Karleen Thompson

Personal information
- Born: July 1, 1968 (age 58) San Diego, California, U.S.

Career history

Coaching
- 2002–2003: Los Angeles Sparks (assistant)
- 2004: Los Angeles Sparks (interim)
- 2005–2007: Houston Comets (assistant)
- 2007–2008: Houston Comets
- 2010–2013: Clemson (assistant)
- 2013–2017: Atlanta Dream (associate HC)
- 2018–present: Virginia (associate HC)

= Karleen Thompson =

American basketball coach (born 1968)

Karleen M. Thompson (née Shields; born July 1, 1968) is the associate head coach of the Virginia Cavaliers women's basketball team since 2018. Before joining the Cavaliers, Thompson was a WNBA head coach for the Los Angeles Sparks in 2004 and the Houston Comets from 2007 to 2008. Additionally, Thompson was an assistant coach for the Clemson Tigers women's basketball team from 2010 to 2013 and the Atlanta Dream from 2013 to 2017.

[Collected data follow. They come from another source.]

Issue #469, opened 2026-05-06
refactor: introduce Destination.fetch_existing() Protocol method (replace hardcoded _QUERYABLE_TYPES)


masukai:
## Background

\`drt/destinations/query.py\` currently uses hardcoded \`isinstance\` checks against a tuple of destination config classes (\`_QUERYABLE_TYPES\`) to decide whether a destination supports queries (for \`lookups\`, \`drt test\` validation, and now \`--diff\` from #413).

This works but doesn't scale:

- Adding a new queryable destination requires touching the central \`query.py\` file
- The check happens at runtime via \`isinstance\`, not at the type level
- Doesn't fit the Protocol-based design that drives the rest of the project

## Proposed change

Add an optional Protocol method to the \`Destination\` interface:

\`\`\`python
@runtime_checkable
class QueryableDestination(Protocol):
    \"\"\"Optional protocol for destinations that can be queried.\"\"\"

    def fetch_existing(
        self,
        config: DestinationConfig,
        match_columns: list[str],
        select_columns: list[str],
    ) -> list[dict[str, Any]]:
        ...
\`\`\`

Each SQL destination (Postgres/MySQL/ClickHouse, plus Snowflake once #413-followup-1 lands) implements this. The query.py dispatcher becomes a duck-typed call: \`if hasattr(dest, "fetch_existing"): ...\`.

## When

**v0.9 milestone** — this fits the Protocol freeze prep (#300) work. We want to lock in the Protocol surface before v1.0, and adding this method is part of that.

## Migration plan

1. Add the Protocol method as **optional** (duck-typed, doesn't break existing implementations)
2. Implement on Postgres / MySQL / ClickHouse / Snowflake
3. Migrate \`drt/destinations/query.py\`, \`drt/engine/diff.py\` (after #413), and \`drt/destinations/lookup.py\` to use the new method
4. Deprecate \`_QUERYABLE_TYPES\` with a removal target

## Out of scope

- Adding query support to non-DB destinations
- BigQuery / Databricks etc. (separate destination issues)

## References

- #300 Protocol freeze prep (parent v0.9 work)
- #413 \`drt run --dry-run --diff\` (v0.7.1) — current consumer of \`_QUERYABLE_TYPES\`
- \`drt/destinations/query.py\` — current location to refactor

masukai:
Two updates found during v0.10 planning (2026-08-14):

[...]

PR #636, opened 2026-06-11
feat(snowflake): make destination queryable — enables --diff, lookups, drt test (closes #468)

### LINKED ISSUE #468: feat(snowflake): add lookups + query support (enable --diff for Snowflake destination)
## Background

Snowflake was added as a destination in v0.7 (#353), but it's not yet integrated with the lookup / query infrastructure used by Postgres/MySQL/ClickHouse. This means:

- \`lookups\` config doesn't work on Snowflake destinations
- The new \`--diff\` flag (#413, v0.7.1) falls back to sample mode for Snowflake instead of true diff

## Scope

1. Add \`lookups: dict[str, LookupConfig] | None\` to \`SnowflakeDestinationConfig\`
2. Add \`_query_snowflake(...)\` to \`drt/destinations/query.py\`
3. Add \`SnowflakeDestinationConfig\` to \`_QUERYABLE_TYPES\`
4. Wire up \`get_table_name(...)\` for Snowflake
5. Tests: lookup integration tests + query smoke tests

## Out of scope

- BigQuery / Databricks / S3 / GCS query support — separate v0.8 issues
- Protocol method abstraction — covered by the \`Destination.fetch_existing()\` Protocol redesign issue (Protocol freeze prep, v0.9)

## References

- v0.7 ROADMAP: Snowflake shipped early
- #316 / #354 — established the lookup pattern on the existing 3 destinations

masukai:
## Summary

Snowflake shipped as a destination in v0.7 (#353) but was never wired into the query infrastructure that Postgres / MySQL / ClickHouse use, so **three features silently degraded** on it:

- `drt run --dry-run --diff` fell back to **sample mode** instead of a true record-level diff
- the `lookups` FK-resolution config **did nothing**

==Early life and education==
In 1968, Thompson was born in California. While attending high school in Snyder, Texas, Thompson played on the volleyball and basketball teams. For her post-secondary education, Thompson continued playing basketball with Contra Costa College in 1991 before moving to the USC Trojans women's basketball team in 1993.

==Career==
After completing her social sciences degree at the University of Southern California in 1996, Thompson joined Gatorade as a sports marketer. The following year, Thompson started her Women's National Basketball Association career when she became a manager for the Los Angeles Sparks in 1997. With the Sparks, Thompson moved to assistant coach in 2002. In 2004, after the resignation of head coach Michael Cooper, Thompson was named one of the team's interim head coaches (the other being Ryan Weisenberg) in 2004. During the remainder of the 2004 season, Thompson had eleven wins and three losses as co-head coach. At the 2004 WNBA Playoffs, Thompson had one win and two losses before Los Angeles was defeated by the Sacramento Monarchs in the first round.

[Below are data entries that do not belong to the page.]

PR #70, opened 2017-08-18
remove the use of data helper from InstallSchema

BlackIkeEagle:
Problem:

When we do a clean magento2 install we get an exception caused by this
module.

  [Magento\Framework\Exception\LocalizedException]
  Invalid entity_type specified: customer

The reason for this is that de InstallData is executed after all
installations of schemas and updates of schemas.

Solution:

Remove the use of the helper in the InstallSchema, the helper will cause
the ObjectManager to instantiate several objects and that causes the
exception because the eav entity type for customer is not yet set.

The helper got removed from the InstallSchema, and due to that we use BP
now instead of the helpers getBasePath method. Additionally the try
catch to ignore the failure of creating the MailChimp folder in var is
removed. I think its better to fail hard there instead of ignoring the
fact the folder could not be created.

Signed-off-by: BlackEagle <ike.devolder@gmail.com>

### DIFF
--- a/Setup/InstallSchema.php
+++ b/Setup/InstallSchema.php
@@ -19,13 +19,6 @@ use Symfony\Component\Config\Definition\Exception\Exception;
 
 class InstallSchema implements InstallSchemaInterface
 {
-    private $_helper;
-
-    public function __construct(\Ebizmarts\MailChimp\Helper\Data $helper)
-    {
-        $this->_helper = $helper;
-    }
-
     /**
      * {@inheritdoc}
      * @SuppressWarnings(PHPMD.ExcessiveMethodLength)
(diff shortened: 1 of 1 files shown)


centerax:
looks good to me. What do you say @gonzaloebiz ?

gonzaloebiz:
Looks OK but i need to test it first, i will try this week

BlackIkeEagle:
@gonzaloebiz thanks

installing within an existing magento installation should work just as before, the only change you could experience is if you don't have proper permissions to create the MailChimp folder.

The big change is when you do a clean install of magento2, with the current stable you will not be able to install with the failure described in the commitbody.

gonzaloebiz:
Thanks @BlackIkeEagle i just test it and it's OK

Upon leaving the Sparks, Thompson was an assistant coach of the Houston Comets between 2005 and 2007. While she was an assistant coach for a Moscow basketball team in 2007, Thompson was named the Comets general manager and head coach. With 30 wins and 38 losses as the Comets' head coach from 2007 to 2008, Thompson left the WNBA to work in college basketball as an assistant coach for the Clemson Tigers women's basketball team from 2010 to 2013. She resumed her WNBA career in 2013 when she became an associate head coach for the Atlanta Dream and held the position until 2017. In 2018, she continued to work as an associate head coach when she was hired by the Virginia Cavaliers women's basketball team.

==Head coaching record==

| Team | Year | G | W | L | W–L% | Finish | PG | PW | PL | PW–L% | Result |
|---|---|---|---|---|---|---|---|---|---|---|---|
| Los Angeles | 2004 | 14 | 11 | 3 | .786 | 1st in Western | 3 | 1 | 2 | .333 | Lost Conference semifinals |
| Houston | 2007 | 34 | 13 | 21 | .382 | 5th in Western | — | — | — | — | Missed playoffs |
| Houston | 2008 | 34 | 17 | 17 | .500 | 5th in Western | — | — | — | — | Missed playoffs |
| Career |  | 82 | 41 | 41 | .500 |  | 3 | 1 | 2 | .333 |  |

==Personal life==
In February 2009, Thompson sued the WNBA in a New York district court lawsuit. In the case, Thompson said she was misled to stay with the WNBA when the organization took over the Comets in March 2008. Additionally, Thompson stated she had lost future job positions when the Comets disbanded in December 2008. The case was dismissed in October 2009 due to a lack of diversity jurisdiction.